Objectives
• Discover how the various cells of the adaptive immune system respond to opsonization
• Learn to evaluate phagocytosis in single cells using flow cytometry
• Determine optimal E. coli-to-cell ratios and assay conditions for optimal data interpretability
• Follow along with step-by-step gating instructions for acquiring multiparameter data across the cell types analyzed
Human health relies on several inborn protections from illness-inducing organisms. These defense mechanisms take several forms – including physical barriers, such as the skin, mucous membranes, and their cilia, the inflammatory cascade, as well as a cadre of cellular host-defense systems – collectively known as the immune system. Cellular immunity is divided into two classes, the innate immune system and the adaptive immune system.
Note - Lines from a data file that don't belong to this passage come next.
PR #2776, opened 2026-07-10
fix: unify intervention display with present renderer discipline (#2770)

tya5:
**[per-PR-coder]** — Closes #2770

Implements the architect's #2770 design: unify the intervention prompt DISPLAY with the `present`-layer renderer discipline (markup-inert sink + control/ESC strip, the FP-0054 present-layer guard model), while keeping the two-way pause/reply **semantics entirely separate and unchanged**. This is display-layer-only and ALSO closes a real, architect-verified terminal-injection surface: intervention content is LLM-derived / untrusted (ask_user `prompt` / `suggestions` from a model tool-call; permission prompts interpolate a model-controlled `path`) and previously reached the terminal with **zero guard** on every path.

## What changed (display layer only)

1. **`InterventionHandler.announce()`** (`runtime/services/intervention_handler.py`) — moved onto the present binding-seam discipline. Every leaf (`prompt` / `detail` / `suggestions` / choice labels) is routed through the **same** `core/present/guard.get_neutralizer("terminal")` present's leaf seam uses (ESC/control strip) at the source, and a `present`-shaped `meta["nodes"]` render model is attached. This mirrors present's architecture exactly: **neutralize at the binding seam (announce ≙ resolve_bindings), render with the shared pure primitive.** The plain-text `msg.text` fallback stays populated **and** neutralized so the OTHER renderers that read it raw (`--cui` ConsoleChatRenderer, the Rich Panel path, log fallbacks) are equally guarded — not just the inline nodes path.

2. **`format_inline_message`** (`interfaces/repl/renderer.py`) — an intervention carrying `meta["nodes"]` draws its body through the **same** `render_presentation_nodes` primitive as `present` (the reuse seam → rendering consistency). I kept the `◆ needs you` amber gutter around that present-rendered body so the "needs you" affordance survives (Product Think lens) while the body obeys the present markup-inert discipline. **Flagging this one judgment call for the architect co-vet**: the design said "route through the shared neutralize+render helper"; I preserved the gutter rather than rendering byte-identically to present. Trivial to drop the gutter if the co-vet prefers exact-present parity.

[...]

Issue #2770, opened 2026-07-10
Unify intervention-prompt drawing with the present-layer renderer discipline (inline)


tya5:
**[architect]** — Design: unify intervention-prompt DRAWING with the present-layer renderer discipline (keep two-way-pause semantics separate)

## Owner intent

Align the intervention prompt display (ask_user question/choices, permission prompt reason/path) to the **same rich-rendering discipline** as `present` — markup-inert sink, control/ESC strip, Rich view. **Semantics stay separate** (present = fire-and-continue; intervention = two-way pause). Only the **drawing layer** unifies.

## Findings (verified)

Path correction: the intervention renderer is at `src/reyn/interfaces/inline/intervention_region.py` (the above-input **choice-list** region) + the question/detail/reason text is drawn by `src/reyn/interfaces/repl/renderer.py`, reached via `intervention_handler.py announce()`.

| Concern | PRESENT | INTERVENTION | Divergence |
|---|---|---|---|
| Markup-inert | every leaf forced into `Text`/`Syntax`/`Markdown` (core/present/renderer.py:25-30, _render_node 75-99; "never console.print(str)") | scrollback text IS `Text`-wrapped (repl/renderer.py:255-258/611-631) — matches. **BUT** the region's choice rows go raw into prompt_toolkit `FormattedTextControl` as f-string tuples (intervention_region.py:42-43, app.py:995/997) — no Rich object | region choice rows unguarded |
| ESC/control-strip | enforced: `core/present/guard.py TerminalNeutralizer.neutralize()` strips C0/C1/DEL incl ESC (guard.py:65/77-85) at the single leaf seam (binding.py:39/140-260) **before** render | **applied nowhere** — no guard import in intervention_handler / repl-renderer / intervention_region (zero grep). `announce()` builds text by plain f-string interpolation (intervention_handler.py:279/283/286-288) → raw `OutboxMessage(kind="intervention")`. (The nearby `threat_scan`/`fence_if_enabled` is a *different, input-side* A2A-answer fence — not display) | intervention strips nothing |
| Sink/drain | `OutboxPresentationRenderer` → `OutboxMessage(kind="presentation", meta={"nodes":...})` drained by `format_inline_message` → `render_presentation_nodes` | `OutboxMessage(kind="intervention")` drained by the **same** `format_inline_message`, generic `_KIND_LINE` branch | **same outbox/drain = the reuse seam** |

[...]

PR #2841, opened 2026-07-11
fix: broadcast user turns and intervention answers to every attached thin client

tya5:
**[tui-coder]** — implements the architect-designed fix for the ADR-0039 thin-client multiplexer input-broadcast gap the owner found dogfooding.

## The gap

With 2+ thin clients attached to 1 server (`reyn chat --connect`), the agent's responses broadcast to ALL clients (OutboxHub, P6b-1, working), but one client's user input did NOT reach the other clients — peers saw a half-conversation (agent replies without the user turns that prompted them). This is exactly the invariant ADR-0039 states ("Render fans out to all peers — equal observation") but the implementation had diverged from it for the INPUT side.

## Root cause (confirmed, not re-derived)

Two echo paths, both non-broadcast:
- `Session.submit_user_text` only called `self._put_inbox("user", ...)` — the turn-drive inbox, never `session.outbox` (the broadcast path).
- The local echo was `transport.put_display(kind="user", ...)` in `interfaces/inline/app.py._do_submit` — a LOCAL transport injection bypassing `session.outbox` entirely.

## Fix (D1–D4 as designed)

- **D1 (no new kind):** reuses the existing `"user"` display kind — already in `DISPLAY_KINDS`, already profiled (`reyn.display.user`), already AG-UI wire-encodable and already used by the reconnect `MESSAGES_SNAPSHOT` role map. No vocabulary/gate change.
- **D2 (broadcast at source):** `Session.submit_user_text` now ALSO puts a `kind="user"` `OutboxMessage` on `session.outbox` (via the existing `_put_outbox` seam), riding the SAME `OutboxHub` fan-out the agent's reply uses. **Answer-path symmetry:** `InterventionHandler.deliver_answer_to` — the ONE funnel every answer path shares (TUI free-text, TUI choice-region, A2A peer via `answer_pending_intervention`, AG-UI HITL via `answer_intervention_by_id`) — does the same for a resolved answer, using the choice's label when one was matched, else the raw text.
  - **Fence subtlety verified untouched:** the `external_source=True` fence (FP-0050/#1862) only ever touched the HISTORY-bound copy (`history_text`, fenced with `EXTERNAL_UNTRUSTED` markers when applicable). The new broadcast frame uses the RAW/unfenced text — display and context are orthogonal sinks; broadcasting to human observers' terminals doesn't touch agent context. Proven directly in `test_external_answer_history_is_fenced_but_broadcast_frame_is_raw`.
  - Found and reconciled ONE existing local answer-echo I hadn't been told about: `interfaces/inline/app.py._deliver_intervention_choice` had its own local-only `kind="system"` `"answered: <label>"` echo (predates this fix). Removed it — the new broadcast from `deliver_answer_to` supersedes it; keeping both would double-render.
- **D3 (single source of truth):** removed the local `transport.put_display(kind="user", ...)` echo in `inline/app.py._do_submit`. Every client (including the submitter) now renders its own line from the broadcast frame — local == remote by construction, no double-render.
- **D4 (attribution):** `submit_user_text(text, *, attribution=None)` and `deliver_answer_to(..., attribution=...)` (already existed on the answer path) stamp `meta["auth_user_id"]` / `meta["auth_connection_id"]`, mirroring the P3 `user_answered_intervention` shape. `endpoint.py`'s `agui_submit` (`user_message` verb) now threads the authenticated identity + connection id through. `auth_user_id` is also copied to `meta["actor"]` so the EXISTING renderer `_meta_prefix` mechanism (already used for agent/status lines) renders a `[alice] ` prefix — no new renderer branch. Local/in-process submits pass no attribution → empty meta → bare operator line (byte-identical single-client rendering).

A2A's `answer_pending_intervention` now accepts (and threads) `attribution` too, for structural symmetry — but A2A currently has no per-request identity to plumb in (unlike the AG-UI auth gate), so today's only caller passes `None`; the answer still broadcasts (unattributed). Flagged as a structurally-ready seam, not a fabricated identity.

## Sequencing note

Per the brief: parked PR #2840 (heartbeat retune) also touches `endpoint.py`'s `agui_submit`. My change there is a single `await session.submit_user_text(text)` → `await session.submit_user_text(text, attribution={...})` replacement with one line of context — should rebase against #2840 trivially either direction.

- `ruff check src tests` → **All checks passed!**
- `python scripts/test_tier_audit.py --strict <changed test files>` → **26/26 OK, 0 Tier-4 violations**
- `pytest` (repo root) → **8289 passed, 21 skipped, 5 failed** — the 5 are the PRE-EXISTING editable-install route-mount baseline failures (`test_fp0001_routes_mounted`, `test_a2a_routes_mounted`, `test_mcp_routes_mounted`, `test_loader_disambiguates_via_package_field`, `test_resources_route_is_mounted_on_app`); confirmed identical on a clean `git stash` of this branch — **zero NEW failures**.
- `python scripts/verify_module_docstrings.py <changed src files>` → **OK**

## Tests (`tests/test_user_echo_broadcast.py`, Tier 2, real instances only — no MagicMock/AsyncMock/patch)

- (a) 2-client broadcast: `test_submit_user_text_broadcasts_to_every_attached_surface` — two independent `outbox_hub` subscriptions (client A/B) both see the SAME `kind="user"` frame from one `submit_user_text` call. Manually verified RED by reverting the `_put_outbox` call added to `submit_user_text` — reproduces the dogfooded bug directly (neither subscription sees a "user" frame).
- (b) single-source / no double-render: `test_submit_no_longer_locally_echoes_the_users_line` and `test_deliver_intervention_choice_no_longer_locally_echoes` — `registry.repl_outbox` (the only channel a local `put_display` could reach) stays empty after `_submit` / `_deliver_intervention_choice`; re-adding the removed local echo would fail these.
- (c) attribution: `test_submit_user_text_remote_attribution_reaches_the_frame`, `test_answer_broadcast_carries_attribution`, `test_submit_user_text_local_default_carries_no_attribution`.
- (d) answer-path symmetry + fence: `test_free_text_answer_broadcasts_user_frame`, `test_choice_answer_broadcasts_user_frame_with_label`, `test_external_answer_history_is_fenced_but_broadcast_frame_is_raw` (strip-falsifiable: stripping the emit or wiring it to `history_text` instead of raw text both go RED against this test), `test_unresolved_unknown_choice_does_not_broadcast_user_frame` (boundary check).
- (e) local `reyn chat` still shows the user's own line via the new broadcast path — covered by the same `test_submit_user_text_broadcasts_to_every_attached_surface` (a single subscriber IS the local-client case) plus `test_submit_user_text_local_default_carries_no_attribution`.

Also updated two pre-existing tests that pinned the now-removed local echoes: `tests/test_agui_ignore_unknown_both_directions.py` (fake session's `submit_user_text` signature) and `tests/test_inline_intervention_region.py` (`test_deliver_choice_echoes_answer_to_scrollback` → `test_deliver_choice_delivers_authoritatively_without_local_echo`, now asserting the opposite/correct invariant).

## Docs

- `docs/guide/for-users/chat-and-web-ui.md` (+ `.ja.md`) — new "Multiple clients see each other's turns" note under "What you get" (primary user-facing discoverability spot).
- `docs/reference/runtime/agui-transport.md` (+ `.ja.md`) — `reyn.display.user` row updated to state the broadcast + attribution; removed the now-stale "or the operator's answered: echo" from the `reyn.display.system` row (that behavior is gone); added an input-side paragraph to "Local ≡ remote".
- `docs/feature-map.md` — AG-UI remote chat row now mentions the bidirectional broadcast + attribution.

## Test plan

- [x] All four CI gates run locally (see above) — green / baseline-only.
- [x] Fence-orthogonality verified: `test_external_answer_history_is_fenced_but_broadcast_frame_is_raw` proves the history copy stays fenced (`EXTERNAL_UNTRUSTED` marker) while the broadcast frame carries the raw answer.
- [x] Single-source / no double-render verified: `test_submit_no_longer_locally_echoes_the_users_line` + `test_deliver_intervention_choice_no_longer_locally_echoes`.

@architect — please co-vet: (1) the fence-orthogonality (display broadcast doesn't weaken `external_source` context fencing), (2) single-source / no double-render. DO NOT merge until reviewed.


tya5:
**[architect]** — #2841 user-message-broadcast co-vet: **CLEAR ✅.** A faithful implementation of my D1–D4 design plus a correct safety refinement (terminal-neutralization). All focus points verified; the broadcast strip reproduced independently.

### D1 — reuse the existing "user" kind
No new kind (it's already a `DISPLAY_KIND` — the P6b-4 payoff).

### D2 — emit to `session.outbox` + fence⊥display
`submit_user_text` emits `kind="user"` to the outbox (session.py:3491) → hub fan-out. **Fence-orthogonality confirmed** (`deliver_answer_to` docstring:18-26): with `external_source=True`, **only the history-bound copy is structurally fenced**; the future resolution, buffered answer, choice match, audit event, and the broadcast display all stay raw. The FP-0050/#1862 fence is unchanged. **Broadcast strip (mine):** commenting out the session.py:3491 emit → `test_submit_user_text_broadcasts_to_every_attached_surface` + the two attribution tests go RED; restored → 10 passed. The emit is load-bearing (wiring-tested).

### D3 — single-source / no double-render
Removed BOTH local `put_display` echoes in inline/app.py: the normal-turn echo (`_do_submit`) AND a pre-existing `"answered: <label>"` system echo (`_deliver_intervention_choice`) — the exact "verify-before-add" reconciliation I flagged in D2, which the coder found and resolved. `test_submit_no_longer_locally_echoes_the_users_line` pins `registry.repl_outbox.empty()` (the only channel a local echo could reach), so every client renders its own line from the one broadcast frame.

### D4 — attribution + answer symmetry
`_user_frame_meta` mirrors P3's `user_answered_intervention` shape (`auth_user_id`/`auth_connection_id`); `endpoint._handle_answer` passes it; a local submit carries empty meta (bare operator line). `deliver_answer_to` is the single funnel broadcasting every answer path.

### Correct safety refinement (beyond my base design — endorsed)
Both display-broadcast paths (user turn AND answer) are **terminal-neutralized** (`get_neutralizer("terminal")` / `_neutralize_terminal`, "one seam" with the present leaf) — cross-client terminal safety so a malicious user's markup/ANSI can't corrupt a peer's terminal (the #2770 / #2776-2779 markup-inert discipline, consistently applied). The INBOX/conversation copy stays raw and the history stays fenced-for-external — a clean separation of display-safety from conversation content.

428 passed / 3 skipped; ruff clean. Merge-order (per lead): #2841 first; the parked #2840 rebases trivially on the shared `endpoint.py` `agui_submit` — a non-issue.

**Verdict: CLEAR** — closes the ADR-0039 multi-client input-broadcast gap; local ≡ remote now holds on the input side too.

The innate immune system is tuned to providing a quick, knee-jerk, nonspecific response to invading organisms, and it relies heavily on neutrophil granulocyte-, and monocyte-mediated recognition and clearance of the threat. Diminished phagocytic activity in these cells can render the immune system less efficient at squelching infection. Understanding how key immune cell populations respond to and protect against non-self cells is essential to better understanding how we may exploit those cells for human health.
In the innate immune system, phagocytosis is the primary process by which cells identify, isolate, and destroy invaders by engulfing and digesting them. Among the phagocytic cells of the immune system, neutrophilic granulocytes (neutrophils) are the most abundant type of leukocyte (white blood cells) in mammalian circulation and the first line of defense against invading microorganisms.
Of the leukocytes, monocytes are the largest and are capable of differentiating into macrophages Opsonization adorns invading cells, like bacteria, with molecular pro-phagocytosis signals, enhancing their uptake and clearance. This process specifically tags foreign cells with opsonin molecules, such as circulating antibodies or complement proteins. Analogous to molecular “handles,” opsonins strengthen binding between immune cells
and their target cells to increase their visibility to the immune system, increasing the likelihood of phagocytosis (Figure 1). Opsonization is, indeed, essential to the efficient functioning of the innate immune system, and this application note demonstrates the important role that opsonisation plays in phagocytosis.
There are many effective methods to evaluate phagocytosis, such as enzyme-linked immunosorbent assay (ELISAs) and Western blotting, however, these assays look at cell populations as a whole and require substantial hands-on time. Flow cytometry enables a detailed analysis of the progression of phagocytosis in a population of cells, bringing the advantage of high-throughput, single-cell analysis. Multicolor flow cytometry offers an even higher throughput, while increasing the number of targets analyzed in a single run.1 Fluorescent labeling of cell-surface markers enables the quantification of specific immune cell types.